19 And At The Capitol With Senator Howard Baker

  • Saturday, June 28, 2014

So in 1976 my parents move from Indiana to scenic Scott County, Tn., above Knoxville.  (Knoxville came in 1982.)  Howard Baker’s father incorporated the business where my dad went to work just after World War II.  Scott County is home to Huntsville, population 300, where HHB was born.  My parents built a house in Huntsville.

Thus began a pretty good family friendship.   

Skip ahead to January, 1978 where I’m interning in Senator Baker’s Minority Leader’s office in the U.S. Capitol during my DePauw University freshman winter term.  The Senator has just returned from a fact-finding trip to Panama on a Saturday.  (You may recall that some say his vote supporting Carter’s desire to turn over the Canal doomed Baker’s future presidential ambitions – the Great Conciliator.) 

Baker’s secretary calls the rooming house where I am staying and says the Senator would like to see me in the Capitol on Sunday morning at 9:00 am.  I figure he’s just being nice and wants to say hello.  Keep in mind I’m a whopping 19 years old. 

And so the chuckle begins.  Some of my DPU friends and I enjoy the night in Georgetown and I crash at their place.  A cold Sunday morning dawns and I’m cutting it a bit close.  The lack of cabs to be found puts me behind.  I make it home with no time to shower so I just put on my finest three-piece suit.  Seriously.  I was styling.  You might remember the hairstyles of the day though.  Rushing out the door with bedhead all askew was not good.  Anyway, I make it to the Capitol (pre 9/11 – it was pretty wide open back then – about the time bomb-sniffing dogs were clearing the Minority Leader’s ornate chambers. 

Several yards down the hall in the Capitol Rotunda former VP Hubert Humphrey is lying in state.  Rather than just a quick hello with the Senator, he is hosting a Republican reception following the funeral service that morning and I’ve been invited to be a fly on the wall.  It is President Nixon’s first return to DC since Watergate.  I get to speak with Mr. and Mrs. Rockefeller who were kind and the Kissingers – tall Nancy was a bit cool.  President Ford was in attendance and soon the Sergeant at Arms booms out, “Ladies and Gentlemen, The President of the United States” and in walked President and Mrs. Carter.  It was somewhat of a blur after that and I’m sure at 19 I didn’t understand much of it.  At one point, being the avid photographer that he was, the Senator takes the three Presidents into an adjoining room for a picture.  Rather than a pool photographer, however, he allows his daughter Cissy to take the shots.  I can’t recall if she really made $10,000 selling them or if I imagined it.   

As the reception wound down, President Ford was still there and the Senator called me over for introductions.  He said, “Kurt, I’d like to introduce you to someone.  This is President Ford.”  I remember responding, “Yes, Sir.  I recognize you.”  The picture with the two men and my rack hair is a real winner.  
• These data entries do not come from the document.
PR #2011, opened 2024-03-19
GT-2158 binding selected category and selected language

levieggertcru:
Hey @rachaelblue here's an example using Binding.  I prefer this approach to using the custom ```CombineObservableValue```.  I really don't want to introduce another type for SwiftUI and Combine.

The trick was I had to move your Button handling inside the Row views.  This way the selectedCategory and selectedLanguage could be set to the Row's category and language value.  This allows isSelected to also be handled within the Row views now that it is Binding to the selectedCategory and selectedLanguage.

Then in the ViewModel I added a sink on the Published properties for selectedCategory and selectedLanguage to update the CurrentValueSubject.


levieggertcru:
Also note in the ViewModels I did change the rowTapped method to categoryTapped and languageTapped to be a little more descriptive on the inputs.  The ViewModel really doesn't know the UI elements that make up the View, it just exposes what the expected input should be.

levieggertcru:
Actually, now I think we can make the categoryTapped and languageTapped private in the ViewModel since those inputs are through Binding.  Let me update that.

PR #2017, opened 2024-03-22
GT-2298 tools filter remove deprecations

rachaelblue:
Removed `GetInterfaceStringInAppLanguageUseCase` from the 2 filter selection pages and added repos to get the interfaceStrings in each.  All the other tasks listed in the ticket were completed in a previous PR.


levieggertcru (approved):
Thanks @rachaelblue for removing those deprecations.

When the reception ended, I headed for the nearest WATTS line.  Remember those?  “Free” long distance.  I called my parents back in Huntsville and said, “You’ll never believe where I’ve just been and who I’ve seen.” 

The Senator was an incredible man.  I froze campaigning for him in New Hampshire in 1980.  If Panama didn’t do it, being 5’7” on a good day probably did. 

Later when he was Chief of Staff to President Reagan my dad and I would go to the Senator’s house on Sunday afternoons.  He would send his deputy Ken Duberstein to the Western White House with the Reagans and he’d come to Huntsville on those weekends.  As Reagan left to fly back to DC, they’d call and the Senator knew he had two hours before he had to leave to make it back to DC at the same time.  Exhilarating is a pretty good word to describe a twenty-something political junkie getting to listen to Senator Baker.  That’s priceless in my book. 

It’s too bad that the civility for which Senator Baker was known in Congress 30 years ago is now ancient history.